今し方良い香りに包まれながらモーニングコーヒーを淹れた。今日もここから読書に励む。4時間後にゼミナールの第63回のクラスがあり、それまでの時間を読書に打ち込みたいと思う。昨日嬉しいことに、早速インド哲学関係の書籍が3冊届いた。居ても立ってもいられなくなったので、早速昨日よりケンブリッジ大学出版から出版されたインド哲学の入門書の“An introduction to Indian philosophy”を読み始め、今日はその続きから取り掛かる。こうして第一線級の学術書に日々触れていると、出版社ごとに強みがあることが自然とわかってくる。欧米の大学におけるインド哲学の最大の研究機関はおそらくオックスフォード大学で、オックスフォード大学出版からインド哲学に関する優れた書籍が何冊も出ている。一方、上記のケンブリッジ大学出版の書籍はその出版社の特性とは珍しく、オックスフォード大学出版との比較で書籍を読むとまた色々な気づきがある。歴史的に、ケンブリッジ大学はオックスフォード大学に対抗する形でインド研究センターを設立した背景があり、その影響を受けて数は少ないがインド哲学関係の書籍も出版しているのだろう。
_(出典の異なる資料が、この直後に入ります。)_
PR #586, opened 2024-08-13
Add build system infrastructure.

hoolioh:
# What does this PR do?

Adds a new build system as described in RFC 0002.

# How to test the change?

The builder crate has been excluded from the default members in the workspace so it's not built when 'build' command is issued with no specific package.

```
export LIBDD_OUTPUT_FOLDER=<path_to_release>
cargo build -p builder--features profiling,data-pipeline,symbolizer,crashtracker --release 
```


docs/RFCs/0002-build-process.md
```diff
@@ -0,0 +1,86 @@
+# RFC 0002: Building process proposal
```
r1viollet, line 1: great doc ! thanks

docs/RFCs/0002-build-process.md
```diff
@@ -0,0 +1,86 @@
...
+
+## Context
+As described in the [RFC](https://github.com/DataDog/libdatadog/blob/main/docs/RFCs/delivering-different-features.md)
```
r1viollet, line 4: minor, link was updated

.github/workflows/test.yml
```diff
@@ -128,13 +134,10 @@ jobs:
...
+        env:
+          RUSTFLAGS: "${{ matrix.flags }}"
         run: |
-           ./build-profiling-ffi.sh -f data-pipeline-ffi ${OUTPUT_FOLDER}/profiling
-
-      - name: "Generate Telemetry FFI"
-        shell: bash
-        run: |
-           ./build-telemetry-ffi.sh ${OUTPUT_FOLDER}/telemetry
+           cargo build -p builder --features profiling,telemetry,data-pipeline,symbolizer,crashtracker --release -vv
```
pawelchcki, line 140: <3

Cargo.toml
```diff
@@ -3,6 +3,38 @@
...
+  "spawn_worker",
+  "tests/spawn_from_lib",
+  "serverless",
+  "bin_tests",
+  "data-pipeline",
+  "data-pipeline-ffi",
+  "ddsketch",
+]
+
+default-members = [
```
pawelchcki, line 37: :exploding_head:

これまで欧米のいくつかの大学に所属して研究をしてきたが、やはりオックスフォード大学は他の大学とは格が違う印象で、それは教育の進め方や研究者育成の姿勢に現れている。学部生に施されるチューター制はとても有名なものだが、大学院生も基本的には論文アドバイザーと週に1度ミーティングが行われ、そこで学術研究の手ほどきを受ける。アドバイザーのとの週1回のミーティングは他の大学でも行われているだろうが、とにかくオックスフォード大学の教育・研究水準は他の大学とは一線を画していることがウェブサイトなどの説明からもわかるし、関係者からの話を聞いていてもわかる。これまでイギリスには何度か旅行や学会発表程度しか訪れたことがなく、そこで生活をすることについては今のところ縁がなかった。しかし、インド哲学の研究と意識哲学の研究への目覚めを受けて、いつかオックスフォード大学で研究生活を送ってみたいという思いが沸々と湧き上がってきている。言語の都合上、英語がネイティブの国は自分にとって安心感があり、生活もしやすく適応が速やかなこともあり、イギリスといつか縁が生まれ、イギリスで生活をしてみたいという密やかな思いが芽生えている。オックスフォード大学のインド哲学研究センターや意識哲学研究センターに所属できるような力を今からしっかりと身につけていきたいと思う。今日のここからの読書はそれに向けた鍛錬でもある。フローニンゲン:2024/1/20(土)06:30

11914. 竜樹の『中論』を読みながら     

こうして日々インド哲学の各種経典を読み進めていると、西洋哲学におけるテキストとの興味深い類似に気づく。例えば今読み進めている竜樹(ナーガールジュナ)の“Nagarjuna's Middle Way: The Mulamadhyamakakarika”を読むと、その形式がどこかスピノザの『エチカ』やウィトゲンシュタインの『論理哲学論考』を彷彿させる形式になっていることに気づく。もちろんインド哲学のテキストの中には、そして西洋哲学のテキストの中には長い文書を綴っていく形式のものがあり、西洋哲学の場合においてはむしろそちらの形式が一般的かと思うが、上記の書籍は簡潔に命題を提示し、それに対しての考察を簡潔に示している。そうした共通事項に興味深さを感じながら、“Simple is the best”という標語を思い出す。簡潔さの中に重要な叡智が詰まっているという感触を得ながら引き続きテキストに向かっていきたい。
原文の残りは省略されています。